PR #3669, opened 2024-09-13
Enable vitest workspaces

kitten:


JoviDeCroock (approved):

JoviDeCroock:
Currently it works already when running inside of the `solid-urql` folder in isolation but not from the root

PR #3672, opened 2024-09-13
fix(solid): Correctly track query data reads with suspense

XiNiHa:
## Summary

This PR fixes a bug in `@urql/solid` that the change tracking for `query.data` is not working when the client has `suspense: true`.

## Set of changes

Read data from the store instead of the resource, so further changes on store can be tracked and reflected to the returned value

### DIFF
--- a/.changeset/healthy-years-ring.md
+++ b/.changeset/healthy-years-ring.md
@@ -1,0 +1,5 @@
+---
+'@urql/solid': patch
+---
+
+fix(solid): Correctly track query data reads with suspense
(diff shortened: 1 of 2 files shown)


.changeset/healthy-years-ring.md
```diff
@@ -0,0 +1,5 @@
+---
+'@urql/solid': patch
+---
+
+fix(solid): Correctly track query data reads with suspense
```
JoviDeCroock, line 5:
```suggestion
Correctly track query data reads with suspense
```

PR #3685, opened 2024-10-02
Fix @_required directive when the schema is available

AndrewIngram:
If graphcache was configured with the full schema, the `@_required` directive would be ignored on nullable fields. This diff tweaks the condition to fix that behaviour.

### DIFF
--- a/exchanges/graphcache/src/operations/query.ts
+++ b/exchanges/graphcache/src/operations/query.ts
@@ -534,7 +534,7 @@ const readSelection = (
       (directives.optional ||
         (optionalRef && !directives.required) ||
         !!getFieldError(ctx) ||
-        (store.schema &&
+        (!directives.required && store.schema &&
           isFieldNullable(store.schema, typename, fieldName, ctx.store.logger)))
     ) {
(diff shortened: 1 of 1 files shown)


JoviDeCroock (commented):
Mind adding a test and changeset?

AndrewIngram:
Should be able to, will actually need to check out the code first 😅 

Can I just get confirmation that this is actually fixing unintended behaviour? The docs are a little confusing on this point, even though required _seems_ most useful when there's a schema saying a field is optional:

> Graphcache comes with two directives built-in by default. The optional and required directives. These directives can be used as an alternative to [the Schema Awareness feature’s](https://commerce.nearform.com/open-source/urql/docs/graphcache/schema-awareness/) ability to generate partial result

AndrewIngram:
(test isn't good yet, plz don't review yet!)

kitten (approved):

kitten:
> Can I just get confirmation that this is actually fixing unintended behaviour?

I'd say it's unintended behaviour, yes. It's definitely not something we had in mind, since the directives were mostly tested as an alternative to schema awareness.

JoviDeCroock (approved):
==============================
EXERCISE BRIEF: Write only the number of lines in the records that contain the string "operations".

ANSWER FOR THIS EXERCISE: 2